■ About this exercise
Set down all of the entries precisely as they were written.

■ Collected data entries
-- Opening Marker --

PR #156, opened 2015-04-02
Google clock sync manager

zmarano:
Google clock sync manager to sync the system clock when a migration occurs. Fix white space in existing daemons to be consistent.


jkaplowitz:
LGTM

PR #160, opened 2015-04-14
Use /bin/ip instead of /sbin/ip

adityakali:
Most distros have moved the 'ip' binary under /bin/ and /sbin/ip simply symlinks to it. In some cases (coreos) /sbin/ip doesn't even exist. So make address_manager use /bin/ip.


adityakali:
I have updated the commit to switch to using /bin/ip only if /sbin/ip doesn't exist.
PTAL.

zmarano:
LGTM

rlarocque2:
Why specify the path at all?  Is there any drawback to relying on $PATH?

PR #163, opened 2015-05-08
Add generate package scripts.

liubonan:
Use fpm to generate rpm or deb packages for compute image packages.


liubonan:
The current scripts in the pull request is not a right direction to generate packages. I will have another pull request later.

PR #164, opened 2015-05-21
Remove temp files when move operation fails

aulanov:
To write authorized_keys files into users' home directories
account manager first creates a temp file in /tmp and then moves
that file. Move operation can fail for various reasons (e.g.
read-only filesystem, out of space, etc). When this happens account
manager will leave stale temp files.
This change fixes this by unconditionally removing the temp file
after the move attempt.


wrigri:
This seems like an OK change.  We need a CLA in order to merge in any pull requests:
https://github.com/GoogleCloudPlatform/compute-image-packages/blob/master/CONTRIB.md

wrigri:
(Nevermind the CLA thing, now that we've determined who you are...)

PR #182, opened 2015-09-14
Adding /usr/local/bin to path before gsutil call for sudo-ing Redhat users

null0000:
User on redhat had an issue where "gcimagebundle -b <bucket>" would fail with a misleading error when run from the prompt with "sudo bash" on Redhat (works fine on Debian, didn't try with other OS's).

This adds gsutil's default location to PATH to avoid future confusion.


null0000:
Indentation should be good now

illfelder:
LGTM.

PR #183, opened 2015-09-15
undoing bad indentation change

null0000:
Indentation change caused error on undefined variable output_bucket.


null0000:
Removed version bump from PR

PR #189, opened 2015-09-22
Fixed rerun logic and exit handling in first-boot.

illfelder:


google-startup-scripts/usr/share/google/first-boot
```diff
@@ -32,41 +31,28 @@ function get_instance_id() {
...
-  return $?
-}
+declare -r INSTANCE_ID=$(get_instance_id)
 
-sync_new_instance_check
-if [[ $? != 0 ]]; then
-  # The instance hasn't changed.  Just exit.
-  exit 0
-fi
+# Checks whether the instance has changed.
```
null0000: Might help to add a note here that the function exits if the instance has already been booted.

null0000:
LGTM

google-startup-scripts/usr/share/google/first-boot
illfelder: Done.

zmarano:
LGTM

-- Closing Marker --

■ Reply to the task
PR #156, opened 2015-04-02
Google clock sync manager

zmarano:
Google clock sync manager to sync the system clock when a migration occurs. Fix white space in existing daemons to be consistent.


jkaplowitz:
LGTM

PR #160, opened 2015-04-14
Use /bin/ip instead of /sbin/ip

adityakali:
Most distros have moved the 'ip' binary under /bin/ and /sbin/ip simply symlinks to it. In some cases (coreos) /sbin/ip doesn't even exist. So make address_manager use /bin/ip.


adityakali:
I have updated the commit to switch to using /bin/ip only if /sbin/ip doesn't exist.
PTAL.

zmarano:
LGTM

rlarocque2:
Why specify the path at all?  Is there any drawback to relying on $PATH?

PR #163, opened 2015-05-08
Add generate package scripts.

liubonan:
Use fpm to generate rpm or deb packages for compute image packages.


liubonan:
The current scripts in the pull request is not a right direction to generate packages. I will have another pull request later.

PR #164, opened 2015-05-21
Remove temp files when move operation fails

aulanov:
To write authorized_keys files into users' home directories
account manager first creates a temp file in /tmp and then moves
that file. Move operation can fail for various reasons (e.g.
read-only filesystem, out of space, etc). When this happens account
manager will leave stale temp files.
This change fixes this by unconditionally removing the temp file
after the move attempt.


wrigri:
This seems like an OK change.  We need a CLA in order to merge in any pull requests:
https://github.com/GoogleCloudPlatform/compute-image-packages/blob/master/CONTRIB.md

wrigri:
(Nevermind the CLA thing, now that we've determined who you are...)

PR #182, opened 2015-09-14
Adding /usr/local/bin to path before gsutil call for sudo-ing Redhat users

null0000:
User on redhat had an issue where "gcimagebundle -b <bucket>" would fail with a misleading error when run from the prompt with "sudo bash" on Redhat (works fine on Debian, didn't try with other OS's).

This adds gsutil's default location to PATH to avoid future confusion.


null0000:
Indentation should be good now

illfelder:
LGTM.

PR #183, opened 2015-09-15
undoing bad indentation change

null0000:
Indentation change caused error on undefined variable output_bucket.


null0000:
Removed version bump from PR

PR #189, opened 2015-09-22
Fixed rerun logic and exit handling in first-boot.

illfelder:


google-startup-scripts/usr/share/google/first-boot
```diff
@@ -32,41 +31,28 @@ function get_instance_id() {
...
-  return $?
-}
+declare -r INSTANCE_ID=$(get_instance_id)
 
-sync_new_instance_check
-if [[ $? != 0 ]]; then
-  # The instance hasn't changed.  Just exit.
-  exit 0
-fi
+# Checks whether the instance has changed.
```
null0000: Might help to add a note here that the function exits if the instance has already been booted.

null0000:
LGTM

google-startup-scripts/usr/share/google/first-boot
illfelder: Done.

zmarano:
LGTM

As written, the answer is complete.